The task :: In the entries below, count every line that has the string "ready", and answer with that count alone.

Material for this exercise ::
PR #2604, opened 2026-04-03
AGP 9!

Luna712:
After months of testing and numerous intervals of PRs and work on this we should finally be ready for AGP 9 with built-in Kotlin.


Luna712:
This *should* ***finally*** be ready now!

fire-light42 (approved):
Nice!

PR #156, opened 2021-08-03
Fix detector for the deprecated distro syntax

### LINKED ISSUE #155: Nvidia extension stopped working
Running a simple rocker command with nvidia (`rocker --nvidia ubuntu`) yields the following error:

Solution to this task :: 2